Science is also steering our attitudes in new directions. While haute couture is highly customized to elite individuals, new Adidas technology aims to deliver custom-fitted high-performance running shoes to the masses. Sneaker aficionados got a soft feel for this last June when the label introduced the Y-3 Runner 4D from Adidas and Yohji Yamamoto, which has a spectacular web-like, 3-D–printed midsole. It is a designer upgrade of the craze-inducing Futurecraft 4D, introduced just a few months earlier. Adidas hopes to expand the technology to incorporate fully personalized 3-D scans of feet for optimized fit and performance—the ultimate in made-to-measure footwear.
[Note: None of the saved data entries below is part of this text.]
PR #316, opened 2024-07-30
Fix infinite def write

kareefardi:
I think `.def_part` is resolved to `.def` resulting in infinite write behavior. This renames the partial file `.._part.def` avoiding the infinite loop while writing def.

I am not sure however if `freeMagic(outName_part)` is called in all the correct places.

### DIFF
--- a/lef/defWrite.c
+++ b/lef/defWrite.c
@@ -2966,6 +2966,13 @@ DefWriteCell(def, outName, allSpecial, units, analRetentive)
 	TxError("Please name the cell before generating DEF.\n");
 	return;
     }
+    char * outName_part ;
+    if((outName_part = mallocMagic(strlen(outName)+strlen("_part")+1)) != NULL) {
+        outName_part[0] = '\0';
+        strcat(outName_part, outName);
+        strcat(outName_part, "_part");
+    }
+    //
 
     f = lefFileOpen(def, outName, ".def", "w", &filename);
 
@@ -3016,7 +3023,7 @@ DefWriteCell(def, outName, allSpecial, units, analRetentive)
 
     /* Not done yet with output, so keep this file open. . . */
 
-    f2 = lefFileOpen(def, outName, ".def_part", "w", &filename);
+    f2 = lefFileOpen(def, outName_part, ".def", "w", &filename);
 
     if (f2 == NULL)
     {
@@ -3030,7 +3037,8 @@ DefWriteCell(def, outName, allSpecial, units, analRetentive)
 	/* If part 2 cannot be opened, remove part 1 */
 	fclose(f);
 	unlink(filename1);
-        freeMagic(filename1);
+    freeMagic(filename1);
+    freeMagic(outName_part);
 	return;
     }
     filename2 = StrDup((char **)NULL, filename);
@@ -3133,7 +3141,7 @@ DefWriteCell(def, outName, allSpecial, units, analRetentive)
 
     /* Append contents of file with NETS and SPECIALNETS sections */
 
-    f2 = lefFileOpen(def, outName, ".def_part", "r", &filename);
+    f2 = lefFileOpen(def, outName_part, ".def", "r", &filename);
     if (f2 == NULL)
     {
 	/* This should not happen because the file was just written. . . */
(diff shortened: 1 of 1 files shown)


lef/defWrite.c
dlmiles, line 1: Consider this slightl tweak to approach, `outName` can be NULL (according to function docs), the lefFileOpen() will return the actual filename used (after resolving what it will be, when not provided via outName).  So you can't do things like strlen(NULL).

The codebase doesn't really have NULL checks on failed mallocMagic() calls, so this mitigated to ASSERT and removes the whole what to do when it fails consideration the if() block implies.

I'm assuming the `filename` contains the file extension (.def/.lef) as it is used directly with `unlink()` as-is.

So this moves the block to be lower down around line 2988 of the original file.

```
    filename1 = StrDup((char **)NULL, filename); // from original file line 2985

    char *outName_part;
    {   /* use the 'filename' given back from lefFileOpen() */
        outName_part = mallocMagic(strlen(filename)+strlen("_part")+1);
        ASSERT(outName_part, "outName_part");
        strcpy(outName_part, filename);
        char *cp = strrchr(outName_part, '.');
        if (cp)
           *cp = '\0'; /* remove extn */
        strcat(outName_part, "_part");
    }

    defWriteHeader(def, f, scale, units); // from original file line 2987 (remove this comment)
```

RTimothyEdwards:
@dlmiles :  My problem with the original pull request is that I still don't understand the nature of the infinite loop and I don't see how the code change fixes it, and I don't understand the need to change the file name being written out.  This is mostly do to me having limited time to check and test code changes.

dlmiles:
Understand, just trying to help out with the code review aspect to point out `strlen(outName)` is problematic because outName can be NULL.  The returned variable `filename` looks a better variable to use.

I am not affected by the problem this commit is trying to address.

@kareefardi is the infinite loop an internal magic infinite loop?  Or an issue with external tooling seeing or not seeing well formed files with the appropriate file extension?

Is there an example command sequence to run with project files to demonstrate the original problem?

kareefardi:
@dlmiles @RTimothyEdwards I was able to isolate the problem to it being caused by calling `def write spm.def` instead of `def write spm`. Here is a demonstration of this: 
demo

dlmiles:
```
diff --git a/lef/lefWrite.c b/lef/lefWrite.c
index 024fdf2a..639cef78 100644
--- a/lef/lefWrite.c
+++ b/lef/lefWrite.c
@@ -191,10 +191,12 @@ lefFileOpen(def, file, suffix, mode, prealfile)
     {
        if (strcmp(endp, suffix))
        {
+#if 0
            /* Try once as-is, with the given extension.  That takes care   */
            /* of some less-usual extensions like ".tlef".                  */
            if ((rfile = PaOpen(name, mode, NULL, Path, CellLibPath, prealfile)) != NULL)
                return rfile;
+#endif
 
            len = endp - name;
            if (len > sizeof namebuf - 1) len = sizeof namebuf - 1;

```

This tries a re-open of the given files "spm.def" and this is a hit and work, so it returns a handle.
This is due to the suffix=".def_part" not matching the "spm.def" extension.

dlmiles:
Order of events:

```
DefWriteCell(outName="spm.def") // or outName="spm" which does not trigger issue
f = lefFileOpen(def, outName, ".def", "w", &filename);
## 'f' has data written into file

f2 = lefFileOpen(def, outName, ".def_part", "w", &filename);
## data is written into 'f2'  this is acts like a tmpfile I guess due to out-of-order data processing
## but it is in the same directory as the outName
## it is unclear (and maybe not important) if this file actually unique and gets created, it maybe truncating 'f' but both files have data written into them now

## f2 has data written into it
fclose(f2);

## f1 has more data written into it (call it 512M of data)

f2 = lefFileOpen(def, outName, ".def_part", "r", &filename);
## f2 is reopening the previously processed data, but this reopen actually opens the same file as 'f' not a seperate

## at this point:
## 'f2' is RO handle on 'spm.def' at filepos=0
## 'f'is RW handle on 'spm.def' at filepos=512M
while (fgets(line, sizeof line, f2) != NULL) fprintf(f, "%s", line);
fclose(f2);
## this while loop causes infinite write, as the file handles are 512M apart of the same file
```

The optimization (if that is a good term) in the `#if 0` commented out section, uses the outName as-is and has suffix=NULL in call to PaOpen() so it ignores the passed suffix=".def_part" passed to lefFileOpen() so when the optimization is triggered it opens `spm.def`

Previously (before this PR) outName is the same value to all calls to lefFileOpen(), which then derives the `endp` (extension) from that it can see in outName.  endp=".def"  suffix=".def_part"

By modifying outName to append `_def_part`for the tempfile it permutes the filename enough so it can not match the 'f' filehandle filename of `spm.def`

RTimothyEdwards:
Fixed to my satisfaction in PR #359 , so I will now close this PR.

This fall, Chanel will prove that 3-D prints have advanced well beyond prototypes and can be marketed as final products in the world of beauty. Eleven years in the making, the label is launching Le Volume Révolution de Chanel, a mascara whose granular-surfaced eyelash wand (all the better for “lash adherence and product deposit” with “honeycomb micro-cavities” and “millimetre-scale arrangement of bristles,” ensuring the perfect dose with each application) is the first 3-D–printed mascara brush industrialized on a large scale.
When it comes to wide-scale fashion production, German high-end prêt-à-porter label Marc Cain is blazing a trail in 3-D knits. The company uses Stoll 3-D–knitting machines that feature traditional knitting needles but only one thread, transforming a pattern into a garment in a single step. Says founder Helmut Schlotterer, “The 3-D knitted pullover emerges from the knitting machine in just a single production operation.” The end product has no seams and because there are no cutaway parts, there is zero waste.
Old-school habits and attitudes, however, are still ubiquitous in the fashion landscape. Educational institutions such as ESMOD (École supérieure des arts et techniques de la mode) and IFM (Institut français de la mode) in Paris, the world’s fashion capital, overlook 3-D applications in their core curriculum, where the focus of handiwork is still the benchmark of luxury. Similarly, at Parsons School of Design in New York, 3-D application doesn’t make it into core classes, though inspired students can opt to take a 3-D atelier. Here in Canada, Jocelyn Bellemare, a professor at the Université du Québec à Montréal, stresses that further exploration is necessary. “In terms of fashion, the future depends on the evolution of 3-D printers that will be able to print fabrics that are soft, resistant, and washable.”
At Ryerson University in Toronto, fashion professor Danielle Martin echoes Bellemare’s sentiments, adding that the “big gaps to be filled” in 3-D printing for the ready-to-wear industry are “comfort, sustainability, and price.” Martin is leading a research project called Fashion Design for DIY that allows “the participation of the end user to design part of his garments according to his or her taste, choice and values.” Will 3-D technology eventually allow us to design and print our own garments at home? Stay tuned—this may be closer than you think.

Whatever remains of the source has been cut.